Testing Planck-Scale Gravity with Accelerators

Quantum or torsion gravity models predict unusual properties of space-time at very short distances. In particular, near the Planck length, around ${10}^{-35}\mathrm{m}$, empty space may behave as a crystal, singly or doubly refractive. However, this hypothesis remains uncheckable for any direct measurement, since the smallest distance accessible in experiment is about ${10}^{-19}\mathrm{m}$ at the LHC. Here I propose a laboratory test to measure the space refractivity and birefringence induced by gravity.
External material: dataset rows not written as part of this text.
PR #96, opened 2023-06-13
set up logger and log statements

deepansh96:
## Summary

The setup logger here will log the statements to stdout. These will then appear in cloudwatch logs. A separate lambda (lambda-promtail) will be configured to listen to the cloudwatch logs of quiz backend and forward them to loki.


app/logger_config.py
```diff
@@ -0,0 +1,32 @@
...
+def setup_logger():
+    logger = logging.getLogger("quizenginelogger")
+
+    logger_format = "%(asctime)s IST loglevel=%(levelname)-6s filename=%(filename)s funcName=%(funcName)s() L%(lineno)-4d %(message)s call_trace=%(pathname)s L%(lineno)-4d"
+
+    formatter = ISTFormatter(fmt=logger_format, datefmt="%Y-%m-%d %H:%M:%S")
+
+    consoleHandler = logging.StreamHandler()
+    consoleHandler.setLevel(logging.DEBUG)
+    consoleHandler.setFormatter(formatter)
```
pritamps, line 24: `consoleHandler` doesn't seem to be returned from here. What's it used for?

pritamps (approved):
Looks good to me!

app/logger_config.py
deepansh96: no need to return. We've already added the console handler as a `handler` to the logger. We just need to return the logger, not the handler.

pritamps (approved):

app/main.py
```diff
@@ -1,13 +1,45 @@
...
+from logger_config import setup_logger
+
+logger = setup_logger()
 
 COMPRESS_MIN_THRESHOLD = 1000  # if more than 1000 bytes (~1KB), compress
 
 app = FastAPI()
 
+
+@app.middleware("http")
```
suryabulusu, line 18: why only http, i think our quiz runs on https

app/routers/questions.py
```diff
@@ -30,8 +38,12 @@ async def get_questions(question_set_id: str, skip: int = None, limit: int = Non
         pipeline.append({"$limit": limit})
 
     if (questions := list(client.quiz.questions.aggregate(pipeline))) is not None:
+        logger.info(
+            f"Found {len(questions)} questions with question_set_id: {question_set_id}"
+        )
         return questions
 
+    logger.error("No questions found")
```
suryabulusu, line 46: logger.error("No questions found with question_set_id: {question_set_id}")

app/routers/quizzes.py
```diff
@@ -39,19 +44,42 @@ def update_quiz_for_backwards_compatibility(quiz_collection, quiz_id, quiz):
...
+            status_code=status.HTTP_500_INTERNAL_SERVER_ERROR,
+            detail="Failed to update quiz for backwards compatibility",
+        )
+
+    logger.info("Quiz updated for backwards compatibility")
 
 
 @router.post("/", response_model=CreateQuizResponse)
 async def create_quiz(quiz: Quiz):
+    logger.info("Starting quiz creation")
```
suryabulusu, line 66: can we have some description for quiz? 

we could use quiz source id for now. its in metadata
we should do this after `jsonable_encoder(quiz)` step

if "metadata" in quiz and "source-id" in quiz["metadata"]:
    logger.info("starting quiz creation with source id quiz["metadata"]["source_id"]

app/routers/quizzes.py
```diff
@@ -39,19 +44,42 @@ def update_quiz_for_backwards_compatibility(quiz_collection, quiz_id, quiz):
...
 
-        client.quiz.questions.insert_many(questions)
+        result = client.quiz.questions.insert_many(questions)
+        if result.acknowledged:
+            logger.info("Inserted questions for quiz")
+        else:
+            logger.error("Failed to insert questions for quiz")
+            raise HTTPException(
+                status_code=status.HTTP_500_INTERNAL_SERVER_ERROR,
+                detail="Failed to insert questions for quiz",
```
suryabulusu, line 81: add source_id here too if it exists

app/routers/quizzes.py
```diff
@@ -81,89 +109,97 @@ async def create_quiz(quiz: Quiz):
         aggregated_questions = list(subset_with_details) + list(subset_without_details)
         quiz["question_sets"][question_set_index]["questions"] = aggregated_questions
 
-    new_quiz = client.quiz.quizzes.insert_one(quiz)
+    new_quiz_result = client.quiz.quizzes.insert_one(quiz)
+    if not new_quiz_result.acknowledged:
+        logger.error("Failed to insert quiz")
```
suryabulusu, line 114: source_id

app/routers/session_answers.py
```diff
@@ -18,26 +20,34 @@ async def update_session_answer_in_a_session(
     session_id - the id of the session
     position_index - the position index of the session answer in the session answers array. This corresponds to the position of the question in the quiz
     """
+    logger.info(
```
suryabulusu, line 23: is session_answer.answer accessible here before doing jsonable_encoder

app/routers/session_answers.py
```diff
@@ -18,26 +20,34 @@ async def update_session_answer_in_a_session(
...
+        f"Updating session answer for session: {session_id} at position: {position_index}. The answer is {session_answer.answer}"
```
suryabulusu, line 24: is session_answer.answer accessible here before doing jsonable_encoder(session_answer)

suryabulusu: also, sometimes, session_answer.answer won't change. but only `session_answer.visited` is set to True. we can add this also to logger

app/routers/sessions.py
```diff
@@ -21,15 +22,20 @@ def str_to_datetime(datetime_str: str) -> datetime:
 
 
 router = APIRouter(prefix="/sessions", tags=["Sessions"])
+logger = get_logger()
 
 
 @router.post("/", response_model=SessionResponse)
 async def create_session(session: Session):
+    logger.info(
```
suryabulusu, line 30: do we have access to session.user_id here before doing `jsonable_encoder(session)`

app/routers/sessions.py
```diff
@@ -21,15 +22,20 @@ def str_to_datetime(datetime_str: str) -> datetime:
...
+        f"Creating new session for user: {session.user_id} and quiz: {session.quiz_id}"
+    )
     current_session = jsonable_encoder(session)
 
     quiz = client.quiz.quizzes.find_one({"_id": current_session["quiz_id"]})
 
     if quiz is None:
+        logger.error(f"Quiz {current_session['quiz_id']} not found")
```
suryabulusu, line 38: logger.error(f"Quiz {current_session['quiz_id']} not found while creating session") ?

app/routers/sessions.py
```diff
@@ -87,13 +96,19 @@ async def create_session(session: Session):
         )
 
         if condition_to_return_last_session is True:
+            logger.info(
```
suryabulusu, line 99: returning `last_session` with id `last_session["_id"]`

app/routers/sessions.py
```diff
@@ -131,6 +154,7 @@ async def update_session(session_id: str, session_updates: UpdateSession):
     * end button is clicked (end-quiz event)
     * dummy event logic added for JNV -- will be removed!
     """
+    logger.info(f"Updating session with id {session_id}")
```
suryabulusu, line 157: i think we can include what `session_updates` we received too. 
`new_event = jsonable_encoder(session_updates)["event"]`

suryabulusu: it will always be one of dummy / start / resume / end

app/main.py
deepansh96: https is handled by a separate layer, not this web server. this web server only sees, responds, and communicates using HTTP. Https is handled by a TLS layer which this web server doesn't have access to. The encryption and decryption of data packets is not handled by this web server.

app/routers/session_answers.py
deepansh96: For the first comment, yes we can access it

app/routers/sessions.py
deepansh96: yes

A sensitivity from ${10}^{-31}\mathrm{m}$ down to the Planck length could be reached at existent GeV and future TeV energy lepton accelerators using laser Compton scattering. There are already experimental hints for gravity signature at distances approaching the Planck length by 5–7 orders of magnitude, derived from SLC and HERA data.

Figure 1

Polarization of the Compton scattered photon on a 6 or 250 GeV electron as a function of the photon energy. The solid and dotted lines correspond to the initial laser light helicity: $+1$ solid, $-1$ dotted.

Figure 2

Experimental reach of the accelerators for vacuum birefringence and refractivity. Birefringence at the scale $\xi$ will produce a Compton edge asymmetry (lower scale), while the refractivity produces absolute energy shifts (upper scale). The Planck length $l_P$ is shown by an arrow.